Continued from here
“Poor princess. Other young women like me just had big local parties. She had to be paraded through the streets of Jacumba for everyone in the capital to see. My husband and I were seated at the palace’s public ground for the end of the parade, rather near the back and close to the right side as appropriate for our station. When she entered through the gates of the wall that separates the grounds from the city, the crowd all rose and started to move with her towards the palace where the final ceremony would be. That’s when I was separated from my husband, and I did not see him alive again.
“The woman I’d insulted had a group of men who surreptitiously moved between us in that mob.

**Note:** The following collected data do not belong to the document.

PR #246, opened 2021-03-24
Fix URLs join failed when path contains `//`

### LINKED ISSUE #245: urllib.parse.urljoin use is wrong in case double slash path
Now m3u8
```python
>>> import os
>>> import posixpath
>>> from urllib.parse import urlparse, urljoin
>>>
>>> def _parsed_url(url):
...     parsed_url = urlparse(url)
...     prefix = parsed_url.scheme + '://' + parsed_url.netloc
...     base_path = posixpath.normpath(parsed_url.path + '/..')
...     return urljoin(prefix, base_path)
...
>>> def _urijoin(base_uri, path):
...     if base_uri.startswith('http'):
...         return urljoin(base_uri, path)
...     else:
...         return os.path.normpath(os.path.join(base_uri, path.strip('/')))
...
>>> # above codes just for view, here import real functoins
>>> from m3u8 import _parsed_url
>>> from m3u8.mixins import _urijoin
>>>
>>> # _parsed_url
>>> _parsed_url('http://hostname/path1/path2')  # normal path, only this is right
'http://hostname/path1'
>>> _parsed_url('http://hostname//path1/path2')  # double slash in front of the path
'http://path1'
>>> _parsed_url('http://hostname/path1//path2')  # double slash in middle of the path
'http://hostname/path1'
>>>
>>> # _urijoin
>>> _urijoin('http://hostname/path1/', 'path2')  # normal path, only this is right
'http://hostname/path1/path2'
>>> _urijoin('http://hostname//path1/', 'path2')  # double slash in front of the path
'http://hostname/path1/path2'
>>> _urijoin('http://hostname/path1//', 'path2')  # double slash in end of the path
'http://hostname/path1/path2'
>>> _urijoin('http://hostname/path1/', '//path2')  # double slash in front of the second path
'http://path2'
```
Changes
```python
>>> import os
>>> from urllib.parse import SplitResult, urlsplit
>>>
>>> def _parsed_url(url):
...     parsed_url = urlsplit(url)
...     base_path = parsed_url.path.rpartition('/')[0] + '/'
...     return SplitResult(parsed_url.scheme, parsed_url.netloc, base_path, '', '').geturl()
...
>>> def _urijoin(base_uri, path):
...     if path[0] == '/':
...         path = path[1:]
...     if base_uri.startswith('http'):
...         return base_uri + path
...     else:
...         return os.path.normpath(os.path.join(base_uri, path))
...
>>> # _parsed_url
>>> _parsed_url('http://hostname/path1/path2')  # normal path
'http://hostname/path1/'
>>> _parsed_url('http://hostname//path1/path2')  # double slash in front of the path
'http://hostname//path1/'
>>> _parsed_url('http://hostname/path1//path2')  # double slash in middle of the path
'http://hostname/path1//'
>>>
>>> # _urijoin
>>> _urijoin('http://hostname/path1/', 'path2')  # normal path
'http://hostname/path1/path2'
>>> _urijoin('http://hostname//path1/', 'path2')  # double slash in front of the path
'http://hostname//path1/path2'
>>> _urijoin('http://hostname/path1//', 'path2')  # double slash in end of the path
'http://hostname/path1//path2'
>>> _urijoin('http://hostname/path1/', '//path2')  # double slash in front of the second path
'http://hostname/path1//path2'
```

SeaHOH:
close #245

### DIFF
--- a/tests/test_loader.py
+++ b/tests/test_loader.py
@@ -74,13 +74,13 @@ def test_load_should_create_object_from_uri_with_relative_segments():
     prefix = urlparsed.scheme + '://' + urlparsed.netloc
     expected_key_abspath = '%s%s/key.bin' % (prefix, os.path.normpath(base_uri + '/..'))
     expected_key_path = '../key.bin'
-    expected_ts1_abspath = '%s/entire1.ts' % (prefix)
+    expected_ts1_abspath = '%s%s/entire1.ts' % (prefix, base_uri)
     expected_ts1_path = '/entire1.ts'
-    expected_ts2_abspath = '%s%sentire2.ts' % (prefix, os.path.normpath(base_uri + '/..') + '/')
+    expected_ts2_abspath = '%s%s/entire2.ts' % (prefix, os.path.normpath(base_uri + '/..'))
     expected_ts2_path = '../entire2.ts'
     expected_ts3_abspath = '%s%sentire3.ts' % (prefix, os.path.normpath(base_uri + '/../..'))
     expected_ts3_path = '../../entire3.ts'
-    expected_ts4_abspath = '%s%sentire4.ts' % (prefix, base_uri + '/')
+    expected_ts4_abspath = '%s%s/entire4.ts' % (prefix, base_uri)
     expected_ts4_path = 'entire4.ts'
 
     assert isinstance(obj, m3u8.M3U8)
--- a/m3u8/httpclient.py
+++ b/m3u8/httpclient.py
@@ -3,15 +3,14 @@ import ssl
 import sys
 import urllib
 from urllib.error import HTTPError
-from urllib.parse import urlparse, urljoin
+from urllib.parse import SplitResult, urlsplit
 import urllib.request
 
 
 def _parsed_url(url):
-    parsed_url = urlparse(url)
-    prefix = parsed_url.scheme + '://' + parsed_url.netloc
-    base_path = posixpath.normpath(parsed_url.path + '/..')
-    return urljoin(prefix, base_path)
+    parsed_url = urlsplit(url)
+    base_path = parsed_url.path.rpartition('/')[0] + '/'
+    return SplitResult(parsed_url.scheme, parsed_url.netloc, base_path, '', '').geturl()
 
 
 class DefaultHTTPClient:
--- a/m3u8/httpclient.py
+++ b/m3u8/httpclient.py
@@ -1,4 +1,3 @@
-import posixpath
 import ssl
 import sys
 import urllib
--- a/m3u8/mixins.py
+++ b/m3u8/mixins.py
@@ -7,6 +7,8 @@ def _urijoin(base_uri, path):
     if path[0] == '/':
         path = path[1:]
     if base_uri.startswith('http'):
+        if base_uri[-1] != '/':
+            base_uri += '/'
         return base_uri + path
     else:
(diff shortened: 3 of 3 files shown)


SeaHOH:
@leandromoreira @mauricioabreu
Nobody gives a reveiw?

mauricioabreu (approved):

mauricioabreu:
@SeaHOH does this happen when `/` is duplicated without any reason, right?
If this is the problem, maybe replacing `//` by `/` would be enough. What do you think?

SeaHOH:
> does this happen when `/` is duplicated without any reason, right?

I had meet it a m3u8 url which contains `//`, so #245 has been submitted.

> If this is the problem, maybe replacing `//` by `/` would be enough. What do you think?

No, that could not resolve problem.

tests/test_loader.py
```diff
@@ -74,13 +74,13 @@ def test_load_should_create_object_from_uri_with_relative_segments():
     prefix = urlparsed.scheme + '://' + urlparsed.netloc
     expected_key_abspath = '%s%s/key.bin' % (prefix, os.path.normpath(base_uri + '/..'))
     expected_key_path = '../key.bin'
-    expected_ts1_abspath = '%s/entire1.ts' % (prefix)
+    expected_ts1_abspath = '%s%s/entire1.ts' % (prefix, base_uri)
```
leandromoreira, line 77: if what we want to treat is when ta malformed manifest is introducing a double `//` I think we should create a new entire test, do you agree?

leandromoreira: or if we want to test legit URLs with `//` I think we should create a test demonstrating that, what do you think?

leandromoreira (commented):
> > does this happen when `/` is duplicated without any reason, right?
> 
> I had meet it a m3u8 url which contains `//`, so #245 has been submitted.
> 
> > If this is the problem, maybe replacing `//` by `/` would be enough. What do you think?
> 
> No, that could not resolve problem.

Do you think that if we treat `http://hostname//path1/path2` as `http://hostname/path1/path2` wouldn't be better?

tests/test_loader.py
SeaHOH: This is just a fix for new function result.

Of course new testcases may be needed, but notice that double means two or more if you add new.

SeaHOH:
> Do you think that if we treat `http://hostname//path1/path2` as `http://hostname/path1/path2` wouldn't be better? or do you need to keep the double `//` ?

Yes, we need keep it as double or more.

tests/test_loader.py
futzu: **Doesn't urljoin give you what you want?**

```python3
>>>> from urllib.parse import urljoin

>>>> baseurl="https://futzu.com//"
>>>> urljoin(baseurl,"/seg.ts")

'https://futzu.com/seg.ts'

>>>> baseurl="//"
>>>> urljoin(baseurl,"/seg.ts")

'/seg.ts'

>>>> urljoin(baseurl,"//seg.ts")

'//seg.ts'

>>>> urljoin(baseurl,"//seg.ts//")

'//seg.ts//'
```

SeaHOH: > Doesn't urljoin give you what you want?

It doesn't.
```python
>>> from urllib.parse import urljoin
>>> baseurl = "https://futzu.com/"
>>> urljoin(baseurl, "//seg.ts")
'https://seg.ts'
```

PR #249, opened 2021-05-25
Add support for webvtt syncing with timestamp map.

papaver:
Support for webvtt subtitles.  Adds the `USP-X-TIMESTAMP-MAP` tag.  Allows both reading and writing of the tag.  Follows the program timestamp pattern.

```
#EXTM3U
#EXT-X-INDEPENDENT-SEGMENTS
#EXT-X-MEDIA-SEQUENCE:45457
#EXT-X-VERSION:4
#EXT-X-PROGRAM-DATE-TIME:2021-05-24T23:58:46.170000
#USP-X-TIMESTAMP-MAP:MPEGTS=726546,LOCAL=2021-05-24T23:58:46.170000
#EXTINF:5,
/movie/55/subtitle/1/segment/1.vtt
#EXT-X-DISCONTINUITY
#EXT-X-PROGRAM-DATE-TIME:2021-05-24T23:58:51.170000
#USP-X-TIMESTAMP-MAP:MPEGTS=0,LOCAL=2021-05-24T23:58:51.170000
#EXTINF:6,
/movie/64/subtitle/1/segment/0.vtt
#EXTINF:5,
/movie/64/subtitle/1/segment/1.vtt
```


leandromoreira:
Hey @papaver thanks for the PR however we don't support unofficial tags, but you can add them via [custom tag extensions](https://github.com/globocom/m3u8#custom-tags).

davemevans:
Subtitle sync is maintained by the [X-TIMESTAMP-MAP](https://datatracker.ietf.org/doc/html/draft-pantos-hls-rfc8216bis-09#section-3.1.4) tag in the VTT segments themselves rather than an entry in the VTT playlist.

papaver:
@leandromoreira i didn't see anywhere where custom tags can be written back to the m3u8.  am i missing something?

papaver:
@davemevans i see. so an entry in the playlist is moot as long as the webvtt file has the correct X-TIMESTAMP-MAP setup in it?

leandromoreira:
> @leandromoreira i didn't see anywhere where custom tags can be written back to the m3u8. am i missing something?

I really don't know, I'm sure you can pass custom tag during load but not sure about the write... @mauricioabreu any thoughts?

PR #258, opened 2021-08-29
Fix bug: media_sequence can be zero

mojtaba-arvin:
The zero media sequence was ignored in the media playlist. (The zero media sequence as default is important for the proper functioning of the players.)

### DIFF
--- a/m3u8/model.py
+++ b/m3u8/model.py
@@ -288,7 +288,7 @@ class M3U8(object):
         output = ['#EXTM3U']
         if self.is_independent_segments:
             output.append('#EXT-X-INDEPENDENT-SEGMENTS')
-        if self.media_sequence:
+        if not self.is_variant and self.media_sequence is not None:
             output.append('#EXT-X-MEDIA-SEQUENCE:' + str(self.media_sequence))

It wasn’t hard, as there were at least three thousand nobles all crammed into the grounds and I doubt my husband was ever aware I wasn’t at least close when hell unleashed herself on me.
“Because we were at the edge of the crowd, and towards the back, it was rather simple for these men to form a wall, you know, a barricade that kept me from pressing forward with everyone else, while in the tumult, not even my husband could hear me calling for him. Then she hit me and, for a moment, all I could see were stars. When I shook my head clear, I was on my knees and the woman I’d insulted was standing above me, a stick in hand raised for another blow. Not a small stick: it looked like the leg of a fancy dining chair that had been torn off. If she’d been strong like a man, I’m sure that first blow, or one of the later blows, would have killed me, which her eyes made clear was her intent. Then the beating began.

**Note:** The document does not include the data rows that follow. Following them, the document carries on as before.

PR #261, opened 2021-10-01
Add ext-x-bitrate hls tag

DantasB:
- New tag included: '#EXT-X-BITRATE';
- New tests added.


m3u8/model.py
```diff
@@ -636,6 +647,9 @@ def dumps(self, last_segment):
         if self.byterange:
             output.append(',BYTERANGE=%s' % self.byterange)
 
+        if self.bitrate:
```
davemevans, line 650: Where is this attribute defined? I don't see it in the linked spec ...

DantasB: It's passed as parameter in the `__init__()` method and defined in the line 623. Is that your question?

davemevans: No, I meant where in https://datatracker.ietf.org/doc/html/draft-pantos-hls-rfc8216bis-09 is the attribute BITRATE for a partial segment defined? Apologies for not being clearer.

DantasB: Oh, no problem :) It's inside the Media segment tags for the playlist tags https://datatracker.ietf.org/doc/html/draft-pantos-hls-rfc8216bis#section-4.4.4.8

DantasB: So you're right. I think it should not be in the PartialSegment class.

PR #265, opened 2021-10-19
Add STABLE-VARIANT-ID attribute to StreamInfo

tassilucas:
Add EXT-X-STREAM-INF tag support to STABLE-VARIANT-ID attribute as specified in https://datatracker.ietf.org/doc/html/draft-pantos-hls-rfc8216bis-09#section-4.4.6.2


leandromoreira:
there are also conflicts, can you solve them? cc @mauricioabreu

mauricioabreu:
Closed in favor of #286

PR #269, opened 2021-12-09
Add support for Content Steering tag

davemevans:
... and also PATHWAY-ID on STREAM-INF tags.

See https://tools.ietf.org/html/draft-pantos-hls-rfc8216bis-10#section-4.4.6.6


leandromoreira (approved):

leandromoreira:
that's awesome thanks @davemevans sorry for the delayed response, @mauricioabreu can you chek this as well.

mauricioabreu (approved):

PR #282, opened 2022-07-01
Use millisecond accuracy for EXT-X-PROGRAM-DATE-TIME

bbayles:
In [RFC 8216, section 4.3.2.6](https://datatracker.ietf.org/doc/html/rfc8216#section-4.3.2.6), we have this line about `EXT-X-PROGRAM-DATE-TIME`:
> It [SHOULD](https://datatracker.ietf.org/doc/html/rfc2119#section-3) indicate a time zone and fractional parts of seconds, to millisecond accuracy.

The two examples it gives are:
> YYYY-MM-DDThh:mm:ss.SSSZ
> 2010-02-19T14:54:23.031+08:00

Currently `m3u8` uses [`datetime.isoformat`](https://docs.python.org/3/library/datetime.html#datetime.datetime.isoformat) with no arguments. This will produce timestamps with different accuracy depending on the input:
> `YYYY-MM-DDTHH:MM:SS.ffffff`, if `microsecond` is not 0
> `YYYY-MM-DDTHH:MM:SS`, if `microsecond` is 0

Alas, neither of these is "millisecond accuracy." In this PR, I change the `timespec` argument to `milliseconds`. This causes `m3u8` to emit timestamps with millisecond accuracy.

---

(Note: the current [draft](https://datatracker.ietf.org/doc/html/draft-pantos-hls-rfc8216bis#section-4.4.4.6) of the HLS spec says "*at least* millisecond accuracy, which would allow for microsecond accuracy)


mauricioabreu:
Awesome job @bbayles thank you for your hard work!

PR #286, opened 2022-07-15
Add support for stable variant/rendition IDs

vevv:
Adds support for `STABLE-VARIANT-ID` and `STABLE-RENDITION-ID` tags as per https://datatracker.ietf.org/doc/html/draft-pantos-hls-rfc8216bis-11.

https://github.com/globocom/m3u8/pull/265 had merge conflicts and implementation issues (variant IDs not added to iframes, rendition IDs not added), requester seems inactive


mauricioabreu (approved):

mauricioabreu:
Amazing job @vevv

PR #288, opened 2022-07-25
Add support for EXT-X-CUE-OUT-CONT attributes in Segment.dumps

bbayles:
This PR allows `EXT-X-CUE-OUT-CONT` tags with "SCTE-35 Enhanced" ([ref](https://docs.aws.amazon.com/medialive/latest/ug/sample-manifests-hls.html#sample-manifests-hls-scte-35-enhanced)) to be parsed and dumped.

`m3u8.model.Segment` gets a new attribute, `scte35_elapsedtime`. This corresponds to the `ElapsedTime` parameter in the tag. The `Duration` and `SCTE35` attributes are already parsed and stored in `m3u8.model.Segment` objects.

The test suite already had examples of playlists with these attributes. Before, doing a `loads` and then a `dumps` would strip them out, leaving only `#EXT-X-CUE-OUT-CONT`. Now they will persist.


tests/playlists.py
```diff
@@ -684,11 +684,11 @@
 #EXTINF:10,
 #EXT-X-PROGRAM-DATE-TIME:2015-06-18T23:22:10Z
 1432451707508/ts/71737/sequence143474338.ts
-#EXT-X-CUE-OUT-CONT:CAID=0x000000002310E3A8,ElapsedTime=161,Duration=181
```
bbayles, line 687: I changed this playlist to make sure the plain `#EXT-X-CUE-OUT-CONT\n` output gets tested.

mauricioabreu:
Thank you for your contribution @bbayles 
I will have this PR reviewed by the end of the day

“Sometimes she clawed my face instead of hitting me with that chair leg. If not for my magic, I’d have terrible scars now, because her nails were long and quite sharp, and able to rip my skin after bashing me in the cheek with her stick. The beating was vicious and those men just stood there, backs to me as I pleaded for my life, ignoring me.
“There was no warning, just as she’d given me no warning, when the magic erupted. I was about to just give up and welcome the fatal blow when it exploded out of me. To this day, I have never experienced such a rush of magic. The woman and all the men were each blown a good twenty feet away, tumbling like leaves. And it left me healed, completely healed, although still weak.
“They were all frightened when they could glance back at me, and they ran away one by one like scared puppies, until I was alone in that back corner of the palace grounds, unnoticed by the rest of the crowd. I didn’t know why until later, but as that surge moved with the princess towards the final celebration, there’d been a murder. My husband, I learned the next day, was stabbed by unknown assailants. Witnesses said they weren’t certain who, but they were certain that my husband had no idea of his doom until the blades pierced him, one to each side. He only gurgled when he fell, which was quite enough to distract the witnesses from realizing who had killed him.